Vanilla's advice is, as usual, good.


----------



## csirl (31 Jan 2011)

It's legally possible for your mother to give you a right of residence for life in her Will, but still leave the house to all siblings. Effect of this would be that you could live there as long as you like, but when you move out or pass away, the proceeds of the sale will be split between all siblings (or their heirs). You mother would probably need the assistance of a solicitor to get this incorp in a Will - language used would need to be correct.


----------



## Bronte (31 Jan 2011)

Vanilla said:


> theresa1- I would advise your mother to make an appointment to see her solicitor immediately to talk this through. With the greatest of respect to your siblings, this is your mother's house, her assets, and no-one else has any right to anything.
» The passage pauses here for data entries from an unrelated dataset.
PR #3280, opened 2024-01-08
Deprecate and rename `respawn` option to `autoRespawn`

### LINKED ISSUE #3276: rename `respawn` option to `autoRespawn`
for clarity, let's deprecate `respawn` option in favor of more clear `autoRespawn`, also there is no way to disable `respawn`  disable ability in general so this might be confusing

from https://github.com/PrismarineJS/mineflayer/pull/3206#issuecomment-1737921758

zardoy:
fixes #3276

### DIFF
--- a/lib/loader.js
+++ b/lib/loader.js
@@ -70,7 +70,7 @@ function createBot (options = {}) {
   options.loadInternalPlugins = options.loadInternalPlugins ?? true
   options.client = options.client ?? null
   options.brand = options.brand ?? 'vanilla'
-  options.autoRespawn = options.autoRespawn ?? options.autoRespawn ?? true
+  options.autoRespawn = options.autoRespawn ?? options.respawn ?? true
   const bot = new EventEmitter()
   bot._client = options.client
   bot.end = (reason) => bot._client.end(reason)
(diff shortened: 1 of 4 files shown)


lib/loader.js
```diff
@@ -70,7 +70,7 @@ function createBot (options = {}) {
   options.loadInternalPlugins = options.loadInternalPlugins ?? true
   options.client = options.client ?? null
   options.brand = options.brand ?? 'vanilla'
-  options.respawn = options.respawn ?? true
+  options.autoRespawn = options.autoRespawn ?? options.autoRespawn ?? true
```
extremeheat, line 73: Incorrect logic

Also, the doc seems already pretty clear. Is there anyone that's been confused by this?

zardoy: oops, fixed

rom1504:
why is it worth it to do such a breaking change for a minor renaming?

zardoy:
> why is it worth it to do such a breaking change for a minor renaming?

where did you find the breaking change?

the pr is here because of https://github.com/PrismarineJS/mineflayer/issues/3276#issuecomment-1881884816, if for some reason you don't like it feel free to close it...

rom1504:
Removing the option `options.respawn` is a breaking change

zardoy:
> Removing the option options.respawn is a breaking change

But I didn't remove support for options.respawn, old option should still be supported. am I missing something?

rom1504:
ah yeah I see, yeah then it's not breaking

not sure if it's really useful though, but maybe...

zardoy:
Closing this so you can prioritize a lot of other more important prs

She can do whatever she wants with her assets.


 

Yes this of course is perfectly true and independant advice from a solicitor will be necessary.  But in a reasonable family, if there is such a thing, it's better to get things out in the open now, and sort them out rather than everybody being shocked at being left out of a will and all the grief that will cause.  At the end of the day the mother can do as she wishes and tell the kids one thing and do another in order to avoid hassle in this life.  

Further to the mother's rights and wishes is the wishes of the child who minds the parent and in expectation of a right under a will takes care of a parent.  That child would want that nailed down in writing too.


----------